The apps’ claims of “tipping fatigue” fell on deaf ears.

MANHATTAN (CN) — A federal judge on Friday rejected a bid from top food delivery apps to keep New York City from enacting new tipping regulations that could put more money in drivers’ pockets on the front end of deliveries.

In a 13-page ruling, U.S. District Judge George Daniels denied the claims from DoorDash and Uber Eats that the rules violate their First, Fifth and 14th Amendment rights, finding instead that they accomplish what the city set out to do — give consumers more transparency and protect the delivery workers.

The regulations in question require users be given the option to tip delivery workers at checkout, rather than after they place or receive their orders, and sets the default tip to a minimum of 10%.

The apps used to have the tip prompt at the front end of orders, but swapped it to the back end in December 2023. Since then, the city claims customers wound up tipping their drivers a whopping $554 million less through the second quarter of 2025.

The new changes, set to take effect Monday amid an incoming Big Apple blizzard, “advance the city’s goals of enhancing cost transparency at the time of checkout, restoring consumer choice, and providing protections to delivery workers,” Daniels wrote.

“Plaintiffs’ allegations that they will suffer from loss of goodwill are not conclusive, as the record reflects that plaintiffs continue to provide a tipping prompt compliant with the tipping laws for orders outside New York City, and ‘self-delivery’ orders fulfilled by the merchant,” the Bill Clinton appointee added.

Daniels only rejected the delivery apps’ bid for a preliminary injunction to block the laws from taking effect Monday.
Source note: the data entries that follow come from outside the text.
PR #6255, opened 2024-05-14
Conditionally load the Monaco CDN.

savindi7:
### Related Issues
- 

### Related PRs
- 

### Checklist

### Security checks

### DIFF
--- a/apps/console/src/index.tsx
+++ b/apps/console/src/index.tsx
@@ -39,7 +39,7 @@ ContextUtils.setRuntimeConfig(Config.getDeploymentConfig());
 
 // Function to check the status of the Monaco CDN.
 // If the CDN is not available, the default CDN will be used.
-async function checkCDNStatus() {
+const checkCDNStatus = async () => {
     try {
         const response: Response = await fetch("https://cdn.jsdelivr.net/npm/monaco-editor@0.46.0/min/vs/loader.js");
 
@@ -57,9 +57,9 @@ async function checkCDNStatus() {
             });
         }
     } catch (error) {
-        //Use default CDN.
+        // Use default CDN.
     }
-}
+};
 
 checkCDNStatus();
 
--- a/apps/console/src/index.tsx
+++ b/apps/console/src/index.tsx
@@ -17,6 +17,7 @@
  */
 
 import { AuthProvider } from "@asgardeo/auth-react";
+import { loader } from "@monaco-editor/react";
 import { ThemeProvider } from "@oxygen-ui/react/theme";
 import { ContextUtils } from "@wso2is/core/utils";
 import { AuthenticateUtils } from "@wso2is/features/admin.authentication.v1";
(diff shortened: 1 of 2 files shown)


apps/console/src/index.tsx
```diff
@@ -36,6 +37,32 @@ import Theme from "./theme";
 // Set the runtime config in the context.
 ContextUtils.setRuntimeConfig(Config.getDeploymentConfig());
 
+// Function to check the status of the Monaco CDN.
+// If the CDN is not available, the default CDN will be used.
+async function checkCDNStatus() {
```
brionmario, line 42: Lets use arrow functions and link a Git Issue with a `TODO`.
```suggestion
async function checkCDNStatus() {
```

apps/console/src/index.tsx
```diff
@@ -36,6 +37,32 @@ import Theme from "./theme";
...
+            });
+        } else {
+            loader.config({
+                paths: {
+                    vs: "https://cdnjs.cloudflare.com/ajax/libs/monaco-editor/0.26.1/min/vs"
+                }
+            });
+        }
+    } catch (error) {
+        //Use default CDN.
```
brionmario, line 60: What's the fallback ?

apps/console/src/index.tsx
```diff
@@ -36,6 +37,32 @@ import Theme from "./theme";
 // Set the runtime config in the context.
 ContextUtils.setRuntimeConfig(Config.getDeploymentConfig());
 
+// Function to check the status of the Monaco CDN.
+// If the CDN is not available, the default CDN will be used.
+async function checkCDNStatus() {
+    try {
+        const response: Response = await fetch("https://cdn.jsdelivr.net/npm/monaco-editor@0.46.0/min/vs/loader.js");
```
pavinduLakshan, line 44: Can't we do something like keeping a local copy of monaco editor in the `public` folder and referencing to it from here?

apps/console/src/index.tsx
savindi7: fixed with https://github.com/wso2/identity-apps/pull/6255/commits/c7d66702d38416b4e7c78e3a5ce8c98dc3c30d9a

savindi7:
Ran the bundle analyzer

before
Screenshot 2024-05-27 at 18 06 37

After 
Screenshot 2024-05-27 at 18 06 37

apps/console/src/index.tsx
```diff
@@ -36,6 +37,37 @@ import Theme from "./theme";
...
+            });
+        } else {
+            loader.config({
+                paths: {
+                    vs: "https://cdnjs.cloudflare.com/ajax/libs/monaco-editor/0.36.1/min/vs"
+                }
+            });
+        }
+    } catch (error) {
+        // Use default CDN.
```
pavinduLakshan, line 65: When the internet is not reachable, we can configure to load a locally available loader script to be loaded in the catch block.

To do this, we first need to add "loader.js" to console/public folder.

```suggestion
        // Use default CDN.        
        const response: Response = await fetch(contextPathGlobal + "loader.js");

        if (response.ok) {
            loader.config({
                paths: {
                    vs: contextPathGlobal + "loader.js"
                }
            })
        }
```

@brionmario what are your thoughts on this?

savindi7: loader just a script used to download Monaco resources, we will still need internet for this AFIK...

apps/console/src/index.tsx
savindi7: Refer comment below

apps/console/src/index.tsx
pavinduLakshan: If the script is packed with console bundle, the app will not need to access internet to get the script.

brionmario: @pavinduLakshan So your suggestion is to maintain a `minified` monaco bundle as a static file? I hope `loader.js` is just a generic term used for the actual monaco minified bundle?

Is there a one single such minified bundle available to download?

pavinduLakshan: > Is there a one single such minified bundle available to download?

We can download it from https://cdn.jsdelivr.net/npm/monaco-editor@0.36.1/min/vs or extract from the monaco-editor npm package, can't we?

savindi7: https://cdn.jsdelivr.net/npm/monaco-editor@0.36.1/min/vs/loader.js this is the path the loader which is a script used to download the Monaco resources. We will still need internet access to get the Monaco resources AFIK. Could you clarify this suggestion a bit more? @pavinduLakshan

pavinduLakshan: If the loader.js script is just for downloading stuff from internet, we wouldn't be able to follow my suggested approach. Sorry for the noise.

apps/console/src/index.tsx
DonOmalVindula: Let's log an error using `console.error` so that we can be aware if it fails

DonOmalVindula (approved):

The apps could still theoretically prevail at trial, should the case get there.

DoorDash and Uber Eats filed the joint lawsuit last month, accusing the city of violating their constitutional rights by forcing them to comply with front-end tipping — “and speak a message they would not otherwise.”
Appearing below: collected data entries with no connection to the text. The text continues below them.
PR #6398, opened 2024-06-04
Fix issue with loading tenant create page for users without associated tenants

bhagyasakalanka:
### Purpose
Create tenant page is not loaded when users does not has associated tenants. This PR will fix this issue

### Related PRs
- https://github.com/wso2/identity-apps/pull/5976

### DIFF
--- a/apps/console/src/protected-app.tsx
+++ b/apps/console/src/protected-app.tsx
@@ -213,7 +213,7 @@ export const ProtectedApp: FunctionComponent<AppPropsInterface> = (): ReactEleme
                 has(idToken, "associated_tenants") ||
                 isPrivilegedUser ||
                 isOrgSwitch ||
-                isNotPlatformIdPFederatedUser != undefined && isNotPlatformIdPFederatedUser
+                isNotPlatformIdPFederatedUser !== undefined && isNotPlatformIdPFederatedUser
             ) {
                 // If there is an association, the user should be redirected to console landing page.
                 const location: string =
--- a/apps/console/src/protected-app.tsx
+++ b/apps/console/src/protected-app.tsx
@@ -193,7 +193,7 @@ export const ProtectedApp: FunctionComponent<AppPropsInterface> = (): ReactEleme
                     : false;
 
             let isOrgSwitch: boolean = false;
-            let isNotPlatformIdPFederatedUser: boolean = true;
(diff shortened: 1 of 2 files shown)


brionmario (approved):

apps/console/src/protected-app.tsx
```diff
@@ -213,7 +213,7 @@ export const ProtectedApp: FunctionComponent<AppPropsInterface> = (): ReactEleme
                 has(idToken, "associated_tenants") ||
                 isPrivilegedUser ||
                 isOrgSwitch ||
-                isNotPlatformIdPFederatedUser
+                isNotPlatformIdPFederatedUser != undefined && isNotPlatformIdPFederatedUser
```
brionmario, line 216:
```suggestion
                isNotPlatformIdPFederatedUser !== undefined && isNotPlatformIdPFederatedUser
```

brionmario (approved):

apps/console/src/protected-app.tsx
```diff
@@ -213,7 +213,7 @@ export const ProtectedApp: FunctionComponent<AppPropsInterface> = (): ReactEleme
                 has(idToken, "associated_tenants") ||
                 isPrivilegedUser ||
                 isOrgSwitch ||
-                isNotPlatformIdPFederatedUser
+                isNotPlatformIdPFederatedUser !== undefined && isNotPlatformIdPFederatedUser
```
Achintha444, line 216: Why are we fixing this ? its seems like we are making `isNotPlatformIdPFederatedUser` undefined and checking it in this line, but the previous way also did the same right ?

bhagyasakalanka: This is due to the mentioned issue in the PR. Previously, `isNotPlatformIdPFederatedUser ` was set to true by default and if experimental_platformIdp is false (in legacy mode), the `isNotPlatformIdPFederatedUser` value will always be true. Because of that, even if the user does not has associated tenants, the user was logged into the console instead of sending to create tenant page.

With this fix, since we are checking if `not undefined` and is true to send the user to console app, the above issue does not arise.

bhagyasakalanka: @Achintha444

brionmario (approved):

“Even if plaintiffs attempt to comply with the tipping law (therein being compelled to speak), the imminent threat of enforcement still causes irreparable harm,” the companies wrote in a 49-page complaint, filed on Dec. 10.
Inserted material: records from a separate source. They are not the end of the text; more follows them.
PR #6491, opened 2024-06-27
Add reuse pvt key jwt checkbox to protocol tab

mpmadhavig:
### Purpose

$subject

Related Issues:
- https://github.com/wso2/product-is/issues/20546

### DIFF
--- a/features/admin.applications.v1/components/forms/inbound-oidc-form.tsx
+++ b/features/admin.applications.v1/components/forms/inbound-oidc-form.tsx
@@ -264,6 +264,7 @@ export const InboundOIDCForm: FunctionComponent<InboundOIDCFormPropsInterface> =
     const formRef: MutableRefObject<HTMLFormElement> = useRef<HTMLFormElement>();
     const updateRef: MutableRefObject<HTMLElement> = useRef<HTMLElement>();
     const tokenEndpointAuthMethod: MutableRefObject<HTMLElement> = useRef<HTMLElement>();
+    const tokenEndpointAllowReusePvtKeyJwt: MutableRefObject<HTMLElement> = useRef<HTMLElement>();
     const tokenEndpointAuthSigningAlg: MutableRefObject<HTMLElement> = useRef<HTMLElement>();
     const tlsClientAuthSubjectDn: MutableRefObject<HTMLElement> = useRef<HTMLElement>();
     const requirePushedAuthorizationRequests: MutableRefObject<HTMLElement> = useRef<HTMLElement>();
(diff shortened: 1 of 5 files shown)


modules/i18n/src/translations/en-US/portals/applications.ts
```diff
@@ -1629,6 +1629,10 @@ export const applications: ApplicationsNS = {
                             label: "Client authentication method",
                             placeholder: "Select method"
                         },
+                        reusePvtKeyJWT: {
+                            hint: "By default private key JWT is not allowed to reuse. But if you have a requirment to reuse it. Please click on the checkbox.",
```
pavinduLakshan, line 1633: It'd be better to get this text reviewed with the doc and ux teams. 

cc: @Achintha444 @savindi7 @himeshsiriwardana 

The following is just a suggestion.

```suggestion
                            hint: "Whether the private key JWT can be used multiple times. By default, private key JWTs are not allowed to be reused.",
```

features/admin.applications.v1/components/forms/inbound-oidc-form.tsx
```diff
@@ -1930,6 +1932,39 @@ export const InboundOIDCForm: FunctionComponent<InboundOIDCFormPropsInterface> =
...
+                        { selectedAuthMethod === PRIVATE_KEY_JWT &&
+                            (
+                                <Grid.Row columns={ 1 }>
+                                    <Grid.Column mobile={ 16 } tablet={ 16 } computer={ 16 }>
+                                        <Field
+                                            ref={ tokenEndpointAllowReusePvtKeyJwt }
+                                            name="tokenEndpointAllowReusePvtKeyJwt"
+                                            required={ false }
+                                            type="checkbox"
+                                            disabled={ isPublicClient }
```
pavinduLakshan, line 1944: Hope this is intentional.

modules/i18n/src/translations/en-US/portals/applications.ts
mpmadhavig: Updated the content with the previously approved org level config.

Screenshot 2024-07-02 at 07 05 48

The new UI will look like this. Changed the word `Token` to `Private Key JWT` as Token is too generic and can be confused with the Access Token.

Screenshot 2024-07-02 at 07 06 13

mpmadhavig: @savindi7 @Achintha444 Please review. Will update the mail thread once this is approved.

Achintha444:
Add changeset file

modules/i18n/src/translations/en-US/portals/applications.ts
Achintha444: +1 for the current text updated text.

pavinduLakshan (dismissed):

pavinduLakshan (approved):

Additionally, they claim the laws will worsen consumer “tipping fatigue,” citing reports suggesting around 9 in 10 Americans feel that tipping culture has gotten out of hand.

”Tipping in the United States is at a crossroads,” DoorDash and Uber Eats claim. “What was once a discretionary courtesy intended to acknowledge exceptional service is spreading to new contexts as some businesses solicit tips in increasingly aggressive ways.”

Daniels was ultimately unconvinced by these arguments, too, writing Friday that tipping delivery workers is not a new concept.

“The tipping laws, therefore, are not likely to contribute to the fatigue and consequent alleged loss of reputation and goodwill,” the judge found.

Grocery delivery company Instacart will have to abide by the new regulations as well. Despite the company filing a similar lawsuit last month, in which it tried to distance itself from DoorDash and Uber Eats, another federal judge in New York shot down the challenge, bringing tips to the front end of Instacart’s deliveries as well come next week.

It’s a victory for New York City Mayor Zohran Mamdani, who has criticized delivery apps like DoorDash and Uber Eats in the past and advocated for higher wages for drivers. Last week, he announced legal action against another food delivery company, Motoclick, following complaints from workers that the company has been stealing tips, charging drivers illegal fees and breaching minimum wage laws.

He also claimed to send “warning letters” to 60 app companies, warning them about the impending tip laws and urging their compliance.